Water Sanitation Health

Guidelines for safe recreational water environments
Volume 1 : Coastal and fresh waters

Executive summary


Algae and cyanobacteria in fresh water

Many species of freshwater algae may proliferate quite intensively in eutrophic (i.e., nutrient-rich) waters. However, they do not form dense surface scums or “blooms,” as do some cyanobacteria. Toxins they may contain therefore are not accumulated to potentially hazardous concentrations. For this reason, most adverse health impacts from recreational use of fresh waters have been associated with cyanobacteria rather than with freshwater algae.

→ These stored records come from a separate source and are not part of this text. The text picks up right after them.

PR #650, opened 2026-08-12
docs(github): require an org-owned GitOps repo and fail early when it isn't

adrianchung:
## Why This Change

Setting up the GitOps repo on a fresh install took several hours of dead ends, and every one of them was a documentation gap rather than a bug.

The GitHub Token Minter resolves App installations with `GET /orgs/{org}/installation` ([`app.InstallationForOrg`](https://github.com/abcxyz/github-token-minter/blob/main/pkg/server/source/github.go)). GitHub serves personal accounts from `/users/{user}/installation`, and Minty has no fallback. So a **user-owned GitOps repo provisions cleanly, deploys, passes its readiness probes, and then fails every single mint** with an HTTP 500 wrapping a 404. Nothing in the repo said the repo had to be org-owned — `GITHUB_ORG` was documented as "org or user hosting the repo".

The failure is maximally misleading: it looks like a bad App ID or a bad key, so you go re-check those first. (The tell is 404 vs 401 — a 404 means the org lookup itself failed, before the key is ever considered.) Recovering meant creating an organization, which surfaced two more undocumented traps.

## What Changed

**Files:**

- `k8s-operator/scripts/provision_04_gcp_iam.sh`
- `k8s-operator/scripts/provision_10_deploy_github_minter.sh`
- `k8s-operator/config/integrations/github/README.md`
- `k8s-operator/README.md`
- `docs/site/src/content/docs/deploy/token-minter.md`
- `docs/site/src/content/docs/install/prerequisites.md`
- `INSTALL.md`

**Added/Changed/Fixed:**

- **A preflight check, so docs are not the only defense.** `check_github_org_is_organization()` looks `GITHUB_ORG` up via the unauthenticated `GET /users/{name}` and hard-fails on a user account or a name that does not exist, with a message naming the fix. Wired into step 04 (at the prompt) and step 10 (which is routinely run on its own). Inconclusive lookups — unreachable or rate-limited `api.github.com`, unexpected status — warn and continue, because a flaky network must not block an otherwise-fine provision. `SKIP_GITHUB_ORG_CHECK=true` bypasses it, following the `ALLOW_UNENCRYPTED_SECRETS` convention.
- **The org requirement documented at every point someone picks the value** — prerequisites, the token-minter page, the integration README, plus `INSTALL.md` and `k8s-operator/README.md`, whose manual `make deploy-github` path bypasses the preflight entirely. The integration README is the canonical long form; the rest link to it.
- **The "Only on this account" App trap.** A GitHub App created under a personal account cannot be installed onto an organization until you flip **Advanced → Make public**. Not mentioned anywhere previously.
- **A `gcloud`-only KMS import recipe.** When Go is unavailable the provisioner warns `You must import the key manually later` and prints no working instructions — the "manual" instructions in the other branch are another `go run ./cmd/minty`, i.e. the exact thing that is missing. The section opens by telling happy-path readers to skip it.
- **The step-ordering trap.** `GITHUB_APP_ID` gates step **07** as well as 04 and 10, so enabling GitHub after an install that ran without it and re-running only step 10 leaves the Minter in `CreateContainerConfigError: secret "github-app-credentials" not found`. `scripts/README.md` now states the 04 → 07 → 10 ordering.

## Why This Matters

- The constraint is invisible until after a successful-looking deployment, and the error points at the wrong cause. This is the single highest-friction step in a GitOps install.
- A typo in `GITHUB_ORG` produced the identical downstream 404, so the check catches that too.
- No behaviour changes for anyone already correctly configured: an org-owned repo takes one extra HTTP GET and proceeds.

## Context

- Minty is pinned at `v2.7.1`; the org-only lookup is still present on upstream `main`, so this is a constraint to document rather than a bug to wait out.
- GitHub shares one namespace between users and orgs, so an org cannot take the name of an existing personal account — worth knowing before planning a rename.
- Deliberately **not** in scope: fixing `provision_10`'s warning text to print the `gcloud` commands instead of the unusable `go run` one. That is a real fix rather than a docs workaround, but it is a different change from this one.
- Generated with the help of Claude.

## Testing

- `make docs-check` — clean (generated regions current, links resolve, terminology, map inventory).
- `prettier --check` — clean on all six changed Markdown files.
- `bash -n` — clean on all three changed shell scripts.
- No Go source touched, so no operator build.
- **Not run:** the Astro site build (`docs/site && npm run build`). `npm ci` fails against an SSO-authenticated package mirror on this host. The three site edits are plain prose in existing `.md` files with no new components or frontmatter, and `make docs-check` covers their links.

### Live validation

**Install:** `platform-agent-host` in `adrianchung-kubeagents-dev` / `us-east4`, agent image `ghcr.io/gke-labs/kube-agents/platform-agent:9396c01`.

This PR is the writeup of a real end-to-end GitOps bring-up on that cluster, so the failure modes below were observed, not predicted:

- **The bug this PR documents, reproduced.** With `GITHUB_ORG=adrianchung` (a user account) the Minter reached 2/2 Running and passed readiness, then returned HTTP 500 on every mint: `Get "https://api.github.com/orgs/adrianchung/installation": retryable status code: 404`. Signing an App JWT by hand against the same KMS key confirmed the diagnosis rather than assuming it — `/app` → 200 (id 4561196), `/orgs/adrianchung/installation` → 404, `/users/adrianchung/installation` → 200 `"type": "User"`. The 404-not-401 also proves the KMS-signed JWT was accepted, isolating the fault to the org lookup.
- **The fix, verified.** Moved the repo to the `adrianchung-labs` organization and re-ran **04 → 07 → 10**. Mint returned HTTP 200 with a `ghs_` installation token; that token then read the repo (200) and listed installation repositories (200).
- **The whole path, agent-driven.** Asked the Platform Agent to open a PR via `/p/platform/v1/chat/completions` (200, 16s) → kanban task `t_e2ed090b` → a real PR on the GitOps repo, **authored by `app/kube-agents-adrianchung`**. The App author is the proof the minted token was used rather than any human credential.
- **The step-ordering trap, hit for real.** Re-running only step 10 after setting the GitHub vars left the Minter in `CreateContainerConfigError: secret "github-app-credentials" not found`; re-running step 07 fixed it. That is the origin of the new `scripts/README.md` section.
- **The KMS import fallback, used in anger.** The Minty CLI import failed six times with `go tool compile: signal: killed` under an endpoint security agent. The four `gcloud` commands now in the README are the exact ones that succeeded, including the non-obvious `CLOUDSDK_PYTHON_SITEPACKAGES=1` (without it `gcloud` reports "Cannot load the Pyca cryptography library" even though its own interpreter has the module).

**The new preflight function** was exercised against the live GitHub API by extracting it from `common.sh` and running the full matrix, rather than by re-running a provisioning pipeline:

| `GITHUB_ORG` | Result |
| --- | --- |
| _(empty)_ | continues |
| `gke-labs` (org) | continues |
| `adrianchung-labs` (org) | continues |
| `adrianchung` (user) | **blocked**, exit 1 |
| `definitely-not-a-real-account-zzz9` | **blocked**, exit 1 |
| `adrianchung` + `SKIP_GITHUB_ORG_CHECK=true` | warns, continues |

This also confirmed the `[ -z "$org" ] && return 0` guard does not trip `set -e`.

**Not covered:** I did not re-run the full `provision_04` / `provision_10` pipeline end-to-end with the check in place, because the live install is already correctly configured — the check would take its no-op path and prove nothing. The rate-limited and unreachable-network branches were not exercised against a genuinely rate-limited API; they are reached via the same status/transport handling the table above covers.

**Cleanup:** the smoke-test PR and its branch remain on the private GitOps repo as evidence and can be deleted on request. The temporary JWT file and debug pod used for diagnosis were removed. No changes were left on the cluster.

---

Docs plus a preflight guard; no operator or runtime code paths are touched, so the blast radius is the provisioning scripts. The one new failure mode is the intentional hard exit on a user-owned or nonexistent `GITHUB_ORG`, which is escapable with `SKIP_GITHUB_ORG_CHECK=true` if it is ever wrong.


adrianchung:
Note: This is a documentation change I wanted to clean up when I found out I needed to create a github org to setup our gitops as an additional setup step now.

adrianchung:
Fixed in 33a3265. The finding was correct in every particular, including the precedent it cited — thanks.

Verified before fixing: `install.sh:1264` defaulted the prompt to `gh api user -q .login`, which is a personal login and so is guaranteed to fail the new check; the prompt was labelled "GitHub Org / Username", actively inviting the wrong answer; and `install.sh:1319-1326` does guard the other `provision_04` hard exit in exactly this shape, with a comment making the same point about landing after the cluster and operator exist.

**What changed**

- Split the check in two. `github_account_type()` is a classifier that echoes `organization|user|missing|unknown` and neither prints nor exits, so it is safe to call from a prompt loop. `check_github_org_is_organization()` keeps the fatal behaviour for `provision_04` / `provision_10`, which still matters for a hand-edited `vars.sh`.
- `install.sh` sources `common.sh` already (line 988, before this prompt at 1272), so it now validates at the prompt and re-asks. The value is settled while nothing has been created.
- The default is now the operator's first organization (`gh api user/orgs -q '.[0].login'`) instead of their login, and the prompt reads "GitHub Organization".
- Both error paths now name the recovery you noted was missing: edit `GITHUB_ORG` in `vars.sh`, or set `SKIP_GITHUB_ORG_CHECK=true`.

**One hazard the fix had to avoid.** `prompt_read` returns the default immediately when `PARAM_NON_INTERACTIVE=true` or there is no controlling TTY (`install.sh:466-479`), so wrapping it in a retry loop would spin forever on an invalid value. Non-interactive runs therefore fail at the prompt rather than looping. I tested that specifically by extracting the shipped loop and running it under `set -Eeuo pipefail` with a stubbed `prompt_read`:

| case | result |
| --- | --- |
| `GITHUB_ORG=adrianchung` (user), non-interactive | exits 1 at the prompt, no hang |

Progress in analytical chemistry has enabled the isolation and structural identification from toxic cyanobacteria of three neurotoxins (anatoxin-a, anatoxin-a(s) and saxitoxins), one general cytotoxin, which inhibits protein synthesis (cylindrospermopsin), and a group of toxins termed microcystins (or nodularins, found in brackish waters), which inhibit protein phosphatases. Most of them have been found in a wide array of genera, and some species contain more than one toxin.

Allergic or irritative dermal reactions of varying severity have been reported from a number of freshwater cyanobacterial genera (Anabaena, Aphanizomenon, Nodularia, Oscillatoria, Gloeotrichia) after recreational exposure. Bathing suits and particularly wet suits tend to aggravate such effects by accumulating cyanobacterial material and enhancing disruption of cells and liberation of cell content. It is probable that these symptoms are not due to recognized cyanotoxins but rather to currently largely unidentified substances. In contrast to dermal contact, uptake of cyanobacteria though ingestion or aspiration involves a risk of intoxication by cyanotoxins. Most documented cases of human injury through cyanotoxins involved exposure through drinking-water, and they demonstrate that humans have become ill — in some cases seriously — through ingestion or aspiration of toxic cyanobacteria. Symptoms reported include abdominal pain, nausea, vomiting, diarrhoea, sore throat, dry cough, headache, blistering of the mouth, atypical pneumonia and elevated liver enzymes in the serum, as well as hay fever symptoms, dizziness, fatigue, and skin and eye irritations.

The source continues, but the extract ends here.